| Required action |
Return the records below character for character.
>>>>
PR #317, opened 2017-08-22
Add one configuration for developers to easily ignore index

lee-lei:
This option is for OAP developers to easily analyze the OAP
performance w/ and w/o index even if the index is created already.

Usage:
sqlContext.conf.setConfString(SQLConf.OAP_USE_INDEX.key, value)

The value is true by default. This means that the index will be
used by default. Otherwise, the index won't be used.

## How was this patch tested?
mvn test

### DIFF
--- a/src/main/scala/org/apache/spark/sql/execution/datasources/oap/OapFileFormat.scala
+++ b/src/main/scala/org/apache/spark/sql/execution/datasources/oap/OapFileFormat.scala
@@ -275,8 +275,8 @@ private[sql] class OapFileFormat extends FileFormat
 
         hadoopConf.setDouble(SQLConf.OAP_FULL_SCAN_THRESHOLD.key,
           sparkSession.conf.get(SQLConf.OAP_FULL_SCAN_THRESHOLD))
-        hadoopConf.setBoolean(SQLConf.OAP_USE_INDEX.key,
-          sparkSession.conf.get(SQLConf.OAP_USE_INDEX))
+        hadoopConf.setBoolean(SQLConf.OAP_USE_INDEX_FOR_DEVELOPERS.key,
+          sparkSession.conf.get(SQLConf.OAP_USE_INDEX_FOR_DEVELOPERS))
         val broadcastedHadoopConf =
           sparkSession.sparkContext.broadcast(new SerializableConfiguration(hadoopConf))
 
@@ -332,20 +332,24 @@ private[sql] class OapFileFormat extends FileFormat
   }
 
   def hasAvailableIndex(expressions: Seq[Expression]): Boolean = {
-    meta match {
-      case Some(m) =>
-        expressions.exists(m.isSupportedByIndex(_, indexHashSetList))
-      case None => false
-    }
+    if (sparkSession.conf.get(SQLConf.OAP_USE_INDEX_FOR_DEVELOPERS)) {
+      meta match {
+        case Some(m) =>
+          expressions.exists(m.isSupportedByIndex(_, indexHashSetList))
+        case None => false
+      }
+    } else false
   }
 
   def hasAvailableIndex(attributes: AttributeSet): Boolean = {
-    meta match {
-      case Some(m) =>
-        attributes.map{attr =>
-          indexHashSetList.map(_.contains(attr.name)).reduce(_ || _)}.reduce(_ && _)
-      case None => false
-    }
+    if (sparkSession.conf.get(SQLConf.OAP_USE_INDEX_FOR_DEVELOPERS)) {
+      meta match {
+        case Some(m) =>
+          attributes.map{attr =>
+            indexHashSetList.map(_.contains(attr.name)).reduce(_ || _)}.reduce(_ && _)
+        case None => false
+      }
+    } else false
   }
 }
 
--- a/src/main/scala/org/apache/spark/sql/execution/datasources/oap/OapFileFormat.scala
+++ b/src/main/scala/org/apache/spark/sql/execution/datasources/oap/OapFileFormat.scala
@@ -334,8 +334,7 @@ private[sql] class OapFileFormat extends FileFormat
   def hasAvailableIndex(expressions: Seq[Expression]): Boolean = {
     (meta, sparkSession.conf.get(SQLConf.OAP_USE_INDEX_FOR_DEVELOPERS)) match {
       case (Some(m), true) => expressions.exists(m.isSupportedByIndex(_, indexHashSetList))
-      case (None, true) => false
-      case (None, false) => false
+      case (None, _) => false
       case (_, false) => false
     }
   }
@@ -345,8 +344,7 @@ private[sql] class OapFileFormat extends FileFormat
       case (Some(m), true) =>
           attributes.map{attr =>
             indexHashSetList.map(_.contains(attr.name)).reduce(_ || _)}.reduce(_ && _)
-      case (None, true) => false
-      case (None, false) => false
+      case (None, _) => false
       case (_, false) => false
     }
   }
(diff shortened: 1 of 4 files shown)


adrian-wang:
LGTM

yueawang:
If OAP_USE_INDEX is disabled, can OAPDataReader report no available index??
Because sometimes upper level queries if index exists and then chooses path accordingly.

adrian-wang:
@lee-lei Can you update this PR and explain @yueawang 's comments?

lee-lei:
Thanks. I will discuss with him. I am not sure if the additional log can meet yue's requirement when index is not used.

lee-lei:
Hi Yue, except the requirements from hasAvailableIndex, do you have any other requirements? Thanks.

yueawang:
LGTM

src/main/scala/org/apache/spark/sql/execution/datasources/oap/io/OapDataReaderWriter.scala
```diff
@@ -176,8 +176,15 @@ private[oap] class OapDataReader(
         val dataFileSize = path.getFileSystem(conf).getContentSummary(path).getLength
         val isTesting = conf.getBoolean(SQLConf.OAP_IS_TESTING.key,
                               SQLConf.OAP_IS_TESTING.defaultValue.get)
+        val use_index_for_developers = conf.getBoolean(SQLConf.OAP_USE_INDEX_FOR_DEVELOPERS.key,
```
chenghao-intel: `use_index_for_developers`  variable name should be in camel style.

src/main/scala/org/apache/spark/sql/execution/datasources/oap/io/OapDataReaderWriter.scala
```diff
@@ -176,8 +176,15 @@ private[oap] class OapDataReader(
...
+                              SQLConf.OAP_USE_INDEX_FOR_DEVELOPERS.defaultValue.get)
         val iter =
-          if (limit <= 0 && indexFileSize > dataFileSize * 0.7 && !isTesting) {
+          // Below is for OAP developers to easily analyze and compare performance without removing
+          // the index after it's created.
+          if (!use_index_for_developers) {
+            logWarning("Index won't be used")
```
<<<<
| Solution |
PR #317, opened 2017-08-22
Add one configuration for developers to easily ignore index

lee-lei:
This option is for OAP developers to easily analyze the OAP
performance w/ and w/o index even if the index is created already.

Usage:
sqlContext.conf.setConfString(SQLConf.OAP_USE_INDEX.key, value)

The value is true by default. This means that the index will be
used by default. Otherwise, the index won't be used.

## How was this patch tested?
mvn test

### DIFF
--- a/src/main/scala/org/apache/spark/sql/execution/datasources/oap/OapFileFormat.scala
+++ b/src/main/scala/org/apache/spark/sql/execution/datasources/oap/OapFileFormat.scala
@@ -275,8 +275,8 @@ private[sql] class OapFileFormat extends FileFormat
 
         hadoopConf.setDouble(SQLConf.OAP_FULL_SCAN_THRESHOLD.key,
           sparkSession.conf.get(SQLConf.OAP_FULL_SCAN_THRESHOLD))
-        hadoopConf.setBoolean(SQLConf.OAP_USE_INDEX.key,
-          sparkSession.conf.get(SQLConf.OAP_USE_INDEX))
+        hadoopConf.setBoolean(SQLConf.OAP_USE_INDEX_FOR_DEVELOPERS.key,
+          sparkSession.conf.get(SQLConf.OAP_USE_INDEX_FOR_DEVELOPERS))
         val broadcastedHadoopConf =
           sparkSession.sparkContext.broadcast(new SerializableConfiguration(hadoopConf))
 
@@ -332,20 +332,24 @@ private[sql] class OapFileFormat extends FileFormat
   }
 
   def hasAvailableIndex(expressions: Seq[Expression]): Boolean = {
-    meta match {
-      case Some(m) =>
-        expressions.exists(m.isSupportedByIndex(_, indexHashSetList))
-      case None => false
-    }
+    if (sparkSession.conf.get(SQLConf.OAP_USE_INDEX_FOR_DEVELOPERS)) {
+      meta match {
+        case Some(m) =>
+          expressions.exists(m.isSupportedByIndex(_, indexHashSetList))
+        case None => false
+      }
+    } else false
   }
 
   def hasAvailableIndex(attributes: AttributeSet): Boolean = {
-    meta match {
-      case Some(m) =>
-        attributes.map{attr =>
-          indexHashSetList.map(_.contains(attr.name)).reduce(_ || _)}.reduce(_ && _)
-      case None => false
-    }
+    if (sparkSession.conf.get(SQLConf.OAP_USE_INDEX_FOR_DEVELOPERS)) {
+      meta match {
+        case Some(m) =>
+          attributes.map{attr =>
+            indexHashSetList.map(_.contains(attr.name)).reduce(_ || _)}.reduce(_ && _)
+        case None => false
+      }
+    } else false
   }
 }
 
--- a/src/main/scala/org/apache/spark/sql/execution/datasources/oap/OapFileFormat.scala
+++ b/src/main/scala/org/apache/spark/sql/execution/datasources/oap/OapFileFormat.scala
@@ -334,8 +334,7 @@ private[sql] class OapFileFormat extends FileFormat
   def hasAvailableIndex(expressions: Seq[Expression]): Boolean = {
     (meta, sparkSession.conf.get(SQLConf.OAP_USE_INDEX_FOR_DEVELOPERS)) match {
       case (Some(m), true) => expressions.exists(m.isSupportedByIndex(_, indexHashSetList))
-      case (None, true) => false
-      case (None, false) => false
+      case (None, _) => false
       case (_, false) => false
     }
   }
@@ -345,8 +344,7 @@ private[sql] class OapFileFormat extends FileFormat
       case (Some(m), true) =>
           attributes.map{attr =>
             indexHashSetList.map(_.contains(attr.name)).reduce(_ || _)}.reduce(_ && _)
-      case (None, true) => false
-      case (None, false) => false
+      case (None, _) => false
       case (_, false) => false
     }
   }
(diff shortened: 1 of 4 files shown)


adrian-wang:
LGTM

yueawang:
If OAP_USE_INDEX is disabled, can OAPDataReader report no available index??
Because sometimes upper level queries if index exists and then chooses path accordingly.

adrian-wang:
@lee-lei Can you update this PR and explain @yueawang 's comments?

lee-lei:
Thanks. I will discuss with him. I am not sure if the additional log can meet yue's requirement when index is not used.

lee-lei:
Hi Yue, except the requirements from hasAvailableIndex, do you have any other requirements? Thanks.

yueawang:
LGTM

src/main/scala/org/apache/spark/sql/execution/datasources/oap/io/OapDataReaderWriter.scala
```diff
@@ -176,8 +176,15 @@ private[oap] class OapDataReader(
         val dataFileSize = path.getFileSystem(conf).getContentSummary(path).getLength
         val isTesting = conf.getBoolean(SQLConf.OAP_IS_TESTING.key,
                               SQLConf.OAP_IS_TESTING.defaultValue.get)
+        val use_index_for_developers = conf.getBoolean(SQLConf.OAP_USE_INDEX_FOR_DEVELOPERS.key,
```
chenghao-intel: `use_index_for_developers`  variable name should be in camel style.

src/main/scala/org/apache/spark/sql/execution/datasources/oap/io/OapDataReaderWriter.scala
```diff
@@ -176,8 +176,15 @@ private[oap] class OapDataReader(
...
+                              SQLConf.OAP_USE_INDEX_FOR_DEVELOPERS.defaultValue.get)
         val iter =
-          if (limit <= 0 && indexFileSize > dataFileSize * 0.7 && !isTesting) {
+          // Below is for OAP developers to easily analyze and compare performance without removing
+          // the index after it's created.
+          if (!use_index_for_developers) {
+            logWarning("Index won't be used")
```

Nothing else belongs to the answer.